■ ACTIVITY ■
State how many lines in the entries below hold the string "import", and give nothing besides that number.

■ STORED DATA ■

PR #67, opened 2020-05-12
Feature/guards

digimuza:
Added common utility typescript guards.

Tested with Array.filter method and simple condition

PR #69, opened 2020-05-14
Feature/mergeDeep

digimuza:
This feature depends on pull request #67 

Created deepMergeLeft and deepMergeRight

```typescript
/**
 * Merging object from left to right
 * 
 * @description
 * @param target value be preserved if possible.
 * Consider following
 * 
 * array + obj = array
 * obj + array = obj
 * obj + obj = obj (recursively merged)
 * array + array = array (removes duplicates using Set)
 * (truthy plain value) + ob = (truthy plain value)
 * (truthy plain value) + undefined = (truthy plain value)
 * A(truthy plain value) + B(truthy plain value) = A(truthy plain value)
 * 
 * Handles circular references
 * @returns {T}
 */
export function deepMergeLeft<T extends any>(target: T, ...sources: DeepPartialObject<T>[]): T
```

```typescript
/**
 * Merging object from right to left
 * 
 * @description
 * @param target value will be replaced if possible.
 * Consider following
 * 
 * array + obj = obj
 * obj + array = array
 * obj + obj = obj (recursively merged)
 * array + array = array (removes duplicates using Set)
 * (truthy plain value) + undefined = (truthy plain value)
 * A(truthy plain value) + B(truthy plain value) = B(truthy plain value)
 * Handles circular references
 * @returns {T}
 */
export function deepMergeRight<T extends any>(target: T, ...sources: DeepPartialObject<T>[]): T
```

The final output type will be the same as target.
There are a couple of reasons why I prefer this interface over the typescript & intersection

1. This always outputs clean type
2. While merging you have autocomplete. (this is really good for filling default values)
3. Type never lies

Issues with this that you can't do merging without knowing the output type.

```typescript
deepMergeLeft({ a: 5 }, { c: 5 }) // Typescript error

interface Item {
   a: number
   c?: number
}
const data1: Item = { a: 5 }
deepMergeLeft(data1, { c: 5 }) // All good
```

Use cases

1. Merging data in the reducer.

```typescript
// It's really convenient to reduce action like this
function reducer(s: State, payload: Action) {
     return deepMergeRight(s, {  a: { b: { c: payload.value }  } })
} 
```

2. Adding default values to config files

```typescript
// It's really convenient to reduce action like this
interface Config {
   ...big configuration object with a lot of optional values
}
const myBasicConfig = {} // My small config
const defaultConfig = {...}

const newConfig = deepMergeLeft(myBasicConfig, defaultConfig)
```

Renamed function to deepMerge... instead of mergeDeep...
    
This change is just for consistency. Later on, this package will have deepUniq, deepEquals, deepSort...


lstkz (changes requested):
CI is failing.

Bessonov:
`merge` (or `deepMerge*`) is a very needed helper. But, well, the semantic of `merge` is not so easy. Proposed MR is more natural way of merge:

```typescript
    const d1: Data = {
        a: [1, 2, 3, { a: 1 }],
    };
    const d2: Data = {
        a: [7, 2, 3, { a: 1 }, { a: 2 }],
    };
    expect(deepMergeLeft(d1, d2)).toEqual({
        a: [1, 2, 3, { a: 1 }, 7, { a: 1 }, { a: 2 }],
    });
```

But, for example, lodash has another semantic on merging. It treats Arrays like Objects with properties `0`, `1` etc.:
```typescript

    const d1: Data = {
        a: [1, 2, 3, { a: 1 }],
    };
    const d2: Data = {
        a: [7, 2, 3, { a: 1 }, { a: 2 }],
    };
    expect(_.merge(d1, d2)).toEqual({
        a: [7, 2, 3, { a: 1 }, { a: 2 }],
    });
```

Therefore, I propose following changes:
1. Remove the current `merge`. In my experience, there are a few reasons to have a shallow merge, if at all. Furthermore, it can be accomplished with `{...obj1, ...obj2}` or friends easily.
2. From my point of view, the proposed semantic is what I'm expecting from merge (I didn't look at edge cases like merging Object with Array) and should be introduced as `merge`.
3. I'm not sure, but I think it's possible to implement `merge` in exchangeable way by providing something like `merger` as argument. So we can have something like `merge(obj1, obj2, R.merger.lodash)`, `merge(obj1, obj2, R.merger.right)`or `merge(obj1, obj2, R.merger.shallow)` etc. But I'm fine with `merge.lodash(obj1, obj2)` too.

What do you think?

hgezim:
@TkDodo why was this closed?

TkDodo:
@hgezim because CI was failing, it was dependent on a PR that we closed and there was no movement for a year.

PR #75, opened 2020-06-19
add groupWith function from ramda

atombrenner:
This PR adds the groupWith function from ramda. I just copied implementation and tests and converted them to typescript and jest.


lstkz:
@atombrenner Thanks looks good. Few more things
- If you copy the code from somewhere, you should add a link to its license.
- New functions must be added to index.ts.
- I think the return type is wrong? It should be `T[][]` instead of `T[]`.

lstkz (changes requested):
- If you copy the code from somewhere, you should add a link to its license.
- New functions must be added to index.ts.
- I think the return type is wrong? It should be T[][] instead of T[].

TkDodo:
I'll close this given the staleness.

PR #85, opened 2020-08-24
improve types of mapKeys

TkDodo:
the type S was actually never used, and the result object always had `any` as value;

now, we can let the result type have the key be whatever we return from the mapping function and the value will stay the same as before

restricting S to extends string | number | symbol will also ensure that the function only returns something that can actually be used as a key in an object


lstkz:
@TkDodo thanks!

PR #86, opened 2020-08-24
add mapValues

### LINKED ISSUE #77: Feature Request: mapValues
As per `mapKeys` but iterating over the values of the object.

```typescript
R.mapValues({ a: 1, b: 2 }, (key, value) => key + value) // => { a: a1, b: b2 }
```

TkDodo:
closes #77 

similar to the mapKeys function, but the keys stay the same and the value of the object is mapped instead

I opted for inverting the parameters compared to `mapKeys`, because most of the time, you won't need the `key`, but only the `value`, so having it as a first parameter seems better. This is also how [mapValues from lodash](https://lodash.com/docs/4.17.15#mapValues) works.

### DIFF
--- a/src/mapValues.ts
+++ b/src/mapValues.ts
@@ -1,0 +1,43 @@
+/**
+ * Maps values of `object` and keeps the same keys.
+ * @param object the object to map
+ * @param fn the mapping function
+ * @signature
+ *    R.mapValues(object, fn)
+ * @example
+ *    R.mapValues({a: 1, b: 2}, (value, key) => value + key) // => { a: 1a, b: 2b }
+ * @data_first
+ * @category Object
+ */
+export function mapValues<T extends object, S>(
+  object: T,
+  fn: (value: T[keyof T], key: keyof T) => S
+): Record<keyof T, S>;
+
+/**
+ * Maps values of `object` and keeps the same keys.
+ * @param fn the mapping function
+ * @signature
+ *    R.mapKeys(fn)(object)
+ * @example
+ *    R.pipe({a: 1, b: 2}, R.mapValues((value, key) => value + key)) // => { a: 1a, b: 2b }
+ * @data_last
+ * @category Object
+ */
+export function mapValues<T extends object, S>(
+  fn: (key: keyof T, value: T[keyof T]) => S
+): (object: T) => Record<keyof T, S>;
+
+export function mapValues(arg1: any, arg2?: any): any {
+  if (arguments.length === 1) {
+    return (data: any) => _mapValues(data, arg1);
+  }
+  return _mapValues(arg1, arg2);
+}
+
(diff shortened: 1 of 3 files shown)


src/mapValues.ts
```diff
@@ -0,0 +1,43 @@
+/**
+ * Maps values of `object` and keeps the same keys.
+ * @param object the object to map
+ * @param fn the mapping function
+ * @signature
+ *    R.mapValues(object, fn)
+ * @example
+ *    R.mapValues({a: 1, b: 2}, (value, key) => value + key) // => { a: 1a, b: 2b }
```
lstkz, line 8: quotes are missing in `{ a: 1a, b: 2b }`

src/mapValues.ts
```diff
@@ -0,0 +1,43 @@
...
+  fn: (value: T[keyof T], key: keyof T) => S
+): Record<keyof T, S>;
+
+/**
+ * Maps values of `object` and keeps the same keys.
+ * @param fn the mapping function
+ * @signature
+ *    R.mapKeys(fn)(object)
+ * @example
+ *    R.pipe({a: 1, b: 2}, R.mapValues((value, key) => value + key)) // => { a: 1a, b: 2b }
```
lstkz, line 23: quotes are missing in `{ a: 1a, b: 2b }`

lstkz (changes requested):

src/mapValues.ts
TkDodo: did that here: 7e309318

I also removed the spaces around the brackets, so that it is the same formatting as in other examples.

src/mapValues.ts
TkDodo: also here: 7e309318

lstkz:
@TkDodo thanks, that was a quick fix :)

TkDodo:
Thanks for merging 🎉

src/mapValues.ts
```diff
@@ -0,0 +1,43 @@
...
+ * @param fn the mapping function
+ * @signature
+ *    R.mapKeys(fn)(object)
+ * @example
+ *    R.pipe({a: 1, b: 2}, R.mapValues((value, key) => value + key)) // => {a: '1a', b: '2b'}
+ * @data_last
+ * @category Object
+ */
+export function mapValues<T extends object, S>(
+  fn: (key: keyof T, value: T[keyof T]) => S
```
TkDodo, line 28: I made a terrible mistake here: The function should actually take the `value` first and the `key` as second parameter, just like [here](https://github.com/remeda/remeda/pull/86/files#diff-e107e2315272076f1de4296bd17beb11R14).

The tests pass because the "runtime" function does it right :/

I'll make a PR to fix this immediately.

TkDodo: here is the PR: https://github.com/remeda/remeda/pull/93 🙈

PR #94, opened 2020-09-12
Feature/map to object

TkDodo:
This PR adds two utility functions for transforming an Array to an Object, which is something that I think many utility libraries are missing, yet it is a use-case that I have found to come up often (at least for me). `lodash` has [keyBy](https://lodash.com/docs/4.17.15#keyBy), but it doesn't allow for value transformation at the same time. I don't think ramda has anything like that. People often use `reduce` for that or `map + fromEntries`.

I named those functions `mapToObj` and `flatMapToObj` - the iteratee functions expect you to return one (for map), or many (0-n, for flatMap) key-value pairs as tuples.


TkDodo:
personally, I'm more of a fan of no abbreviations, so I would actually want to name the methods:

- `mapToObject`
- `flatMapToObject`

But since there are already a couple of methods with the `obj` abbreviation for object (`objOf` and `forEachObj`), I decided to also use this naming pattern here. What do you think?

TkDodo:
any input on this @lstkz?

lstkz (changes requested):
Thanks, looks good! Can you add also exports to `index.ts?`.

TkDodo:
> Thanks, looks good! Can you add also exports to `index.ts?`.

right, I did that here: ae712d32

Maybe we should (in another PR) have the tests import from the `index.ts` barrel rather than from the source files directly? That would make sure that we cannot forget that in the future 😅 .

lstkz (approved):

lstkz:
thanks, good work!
---
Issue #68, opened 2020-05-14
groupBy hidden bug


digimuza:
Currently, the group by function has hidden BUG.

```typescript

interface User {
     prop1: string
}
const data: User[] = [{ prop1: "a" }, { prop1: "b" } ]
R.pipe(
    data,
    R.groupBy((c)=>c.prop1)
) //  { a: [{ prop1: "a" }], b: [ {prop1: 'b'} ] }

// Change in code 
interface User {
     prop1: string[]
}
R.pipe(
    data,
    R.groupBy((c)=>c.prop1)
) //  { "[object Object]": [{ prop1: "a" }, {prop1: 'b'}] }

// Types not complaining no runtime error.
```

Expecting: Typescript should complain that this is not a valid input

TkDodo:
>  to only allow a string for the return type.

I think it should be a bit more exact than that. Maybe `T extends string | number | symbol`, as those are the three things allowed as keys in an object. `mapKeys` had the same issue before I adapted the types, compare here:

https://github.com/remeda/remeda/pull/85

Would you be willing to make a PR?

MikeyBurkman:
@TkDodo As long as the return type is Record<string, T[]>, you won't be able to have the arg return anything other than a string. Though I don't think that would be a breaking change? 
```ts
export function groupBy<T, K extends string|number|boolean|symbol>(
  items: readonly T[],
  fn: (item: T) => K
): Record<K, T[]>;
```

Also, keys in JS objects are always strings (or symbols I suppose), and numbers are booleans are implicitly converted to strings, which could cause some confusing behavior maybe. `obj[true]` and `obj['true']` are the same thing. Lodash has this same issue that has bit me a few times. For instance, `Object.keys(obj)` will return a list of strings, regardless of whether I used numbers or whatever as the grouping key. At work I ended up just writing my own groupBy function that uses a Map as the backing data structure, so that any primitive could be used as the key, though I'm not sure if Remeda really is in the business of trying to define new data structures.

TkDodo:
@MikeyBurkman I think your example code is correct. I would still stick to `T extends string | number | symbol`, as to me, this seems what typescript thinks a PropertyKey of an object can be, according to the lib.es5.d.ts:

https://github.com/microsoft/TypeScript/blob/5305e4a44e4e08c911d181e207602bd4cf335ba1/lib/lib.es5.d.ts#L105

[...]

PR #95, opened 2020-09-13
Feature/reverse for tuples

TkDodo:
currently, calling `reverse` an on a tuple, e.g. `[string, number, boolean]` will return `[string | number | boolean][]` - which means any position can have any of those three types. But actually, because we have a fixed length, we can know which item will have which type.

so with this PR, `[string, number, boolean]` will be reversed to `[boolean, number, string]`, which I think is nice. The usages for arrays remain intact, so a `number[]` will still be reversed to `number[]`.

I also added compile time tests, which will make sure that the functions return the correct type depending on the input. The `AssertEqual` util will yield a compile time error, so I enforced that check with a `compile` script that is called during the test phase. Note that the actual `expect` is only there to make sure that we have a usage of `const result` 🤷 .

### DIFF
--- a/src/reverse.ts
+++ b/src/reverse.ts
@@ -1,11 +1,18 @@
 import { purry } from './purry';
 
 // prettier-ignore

■ ANSWER SPACE ■
2